## MATERIAL SUPPLIED
PR #455, opened 2024-08-14
iOS test action

### LINKED ISSUE #440: [iOS] Add Test CI

shin-usu:
## Issue
- close #440 

## Overview (Required)
- Added github action to test for iOS

## Links
- 

Before | After
:--: | :--:
 | 

## Movie (Optional)
Before | After
:--: | :--:

### DIFF
--- a/app-ios/Package.swift
+++ b/app-ios/Package.swift
@@ -220,6 +220,7 @@ let package = Package(
                 .kmpClient,
                 .theme,
                 .model,
+                .commonComponents,
             ]
         ),
         .testTarget(
--- a/app-ios/Tests/TimetableTests/TimetableTests.swift
+++ b/app-ios/Tests/TimetableTests/TimetableTests.swift
@@ -2,13 +2,4 @@ import XCTest
 import ComposableArchitecture
 @testable import TimetableFeature
 
-final class TimetableTests: XCTestCase {
-    @MainActor func testExample() async throws {
-        let store = TestStore(initialState: TimetableReducer.State()) {
-            TimetableReducer()
-        }
-        await store.send(.onAppear) {
-            $0.timetableItems = SampleData().workdayResults
-        }
-    }
-}
+final class TimetableTests: XCTestCase {}
--- a/.github/workflows/ios-build-test.yml
+++ b/.github/workflows/ios-build-test.yml
@@ -1,4 +1,4 @@
-name: iOS Build
+name: iOS Build and Test
 
 on:
   push:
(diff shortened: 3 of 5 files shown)


app-ios/Tests/TimetableTests/TimetableTests.swift
```diff
@@ -2,13 +2,4 @@ import XCTest
...
-    @MainActor func testExample() async throws {
-        let store = TestStore(initialState: TimetableReducer.State()) {
-            TimetableReducer()
-        }
-        await store.send(.onAppear) {
-            $0.timetableItems = SampleData().workdayResults
-        }
-    }
-}
+final class TimetableTests: XCTestCase {}
```
shin-usu, line 5: This test was removed because it is not appropriate for the current timetable view implementation.

shin-usu:
@ry-itto 
Do you know this error? I have tried to resolve it, but I could not...
If you have any ideas, let me know to how to resolve.
Probably, I think you can reproduce it by running the test in your local environment.
```
Undefined symbols for architecture arm64:
  "CommonComponents.SafariView.init(url: Foundation.URL) -> CommonComponents.SafariView", referenced from:
Error:   "protocol conformance descriptor for CommonComponents.SafariView : SwiftUI.View in CommonComponents", referenced from:
Error:   "type metadata accessor for CommonComponents.SafariView", referenced from:
Error:   "nominal type descriptor for CommonComponents.SafariView", referenced from:
Error: ld: symbol(s) not found for architecture arm64
Error: clang: error: linker command failed with exit code 1 (use -v to see invocation)
```

ry-itto:
> Do you know this error? I have tried to resolve it, but I could not...
> If you have any ideas, let me know to how to resolve.

I also encountered this the other day.

Maybe `.commonComponents` is not included in the dependencies of the target defined in Package.swift. (I thought I had solved the problem, but I may have been stuck and not been able to create a PR yet.)
ContributorFeature is probably the cause, so could you add it there and try it?

shin-usu:
@ry-itto 
That makes sense!!
I didn't notice it.
I will try this solution this evening.
Thank you so much😭

app-ios/Package.swift
```diff
@@ -220,6 +220,7 @@ let package = Package(
                 .kmpClient,
                 .theme,
                 .model,
+                .commonComponents,
```
shin-usu, line 223: @ry-itto 
I could solve it. Thank you!
https://github.com/DroidKaigi/conference-app-2024/pull/455#issuecomment-2289398377

ry-itto (approved):
Looks great! Thanks 👍🏼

## EXERCISE
Please write the full listing out again, exactly.

## SOLUTION TO THE EXERCISE
PR #455, opened 2024-08-14
iOS test action

### LINKED ISSUE #440: [iOS] Add Test CI

shin-usu:
## Issue
- close #440 

## Overview (Required)
- Added github action to test for iOS

## Links
- 

Before | After
:--: | :--:
 | 

## Movie (Optional)
Before | After
:--: | :--:

### DIFF
--- a/app-ios/Package.swift
+++ b/app-ios/Package.swift
@@ -220,6 +220,7 @@ let package = Package(
                 .kmpClient,
                 .theme,
                 .model,
+                .commonComponents,
             ]
         ),
         .testTarget(
--- a/app-ios/Tests/TimetableTests/TimetableTests.swift
+++ b/app-ios/Tests/TimetableTests/TimetableTests.swift
@@ -2,13 +2,4 @@ import XCTest
 import ComposableArchitecture
 @testable import TimetableFeature
 
-final class TimetableTests: XCTestCase {
-    @MainActor func testExample() async throws {
-        let store = TestStore(initialState: TimetableReducer.State()) {
-            TimetableReducer()
-        }
-        await store.send(.onAppear) {
-            $0.timetableItems = SampleData().workdayResults
-        }
-    }
-}
+final class TimetableTests: XCTestCase {}
--- a/.github/workflows/ios-build-test.yml
+++ b/.github/workflows/ios-build-test.yml
@@ -1,4 +1,4 @@
-name: iOS Build
+name: iOS Build and Test
 
 on:
   push:
(diff shortened: 3 of 5 files shown)


app-ios/Tests/TimetableTests/TimetableTests.swift
```diff
@@ -2,13 +2,4 @@ import XCTest
...
-    @MainActor func testExample() async throws {
-        let store = TestStore(initialState: TimetableReducer.State()) {
-            TimetableReducer()
-        }
-        await store.send(.onAppear) {
-            $0.timetableItems = SampleData().workdayResults
-        }
-    }
-}
+final class TimetableTests: XCTestCase {}
```
shin-usu, line 5: This test was removed because it is not appropriate for the current timetable view implementation.

shin-usu:
@ry-itto 
Do you know this error? I have tried to resolve it, but I could not...
If you have any ideas, let me know to how to resolve.
Probably, I think you can reproduce it by running the test in your local environment.
```
Undefined symbols for architecture arm64:
  "CommonComponents.SafariView.init(url: Foundation.URL) -> CommonComponents.SafariView", referenced from:
Error:   "protocol conformance descriptor for CommonComponents.SafariView : SwiftUI.View in CommonComponents", referenced from:
Error:   "type metadata accessor for CommonComponents.SafariView", referenced from:
Error:   "nominal type descriptor for CommonComponents.SafariView", referenced from:
Error: ld: symbol(s) not found for architecture arm64
Error: clang: error: linker command failed with exit code 1 (use -v to see invocation)
```

ry-itto:
> Do you know this error? I have tried to resolve it, but I could not...
> If you have any ideas, let me know to how to resolve.

I also encountered this the other day.

Maybe `.commonComponents` is not included in the dependencies of the target defined in Package.swift. (I thought I had solved the problem, but I may have been stuck and not been able to create a PR yet.)
ContributorFeature is probably the cause, so could you add it there and try it?

shin-usu:
@ry-itto 
That makes sense!!
I didn't notice it.
I will try this solution this evening.
Thank you so much😭

app-ios/Package.swift
```diff
@@ -220,6 +220,7 @@ let package = Package(
                 .kmpClient,
                 .theme,
                 .model,
+                .commonComponents,
```
shin-usu, line 223: @ry-itto 
I could solve it. Thank you!
https://github.com/DroidKaigi/conference-app-2024/pull/455#issuecomment-2289398377

ry-itto (approved):
Looks great! Thanks 👍🏼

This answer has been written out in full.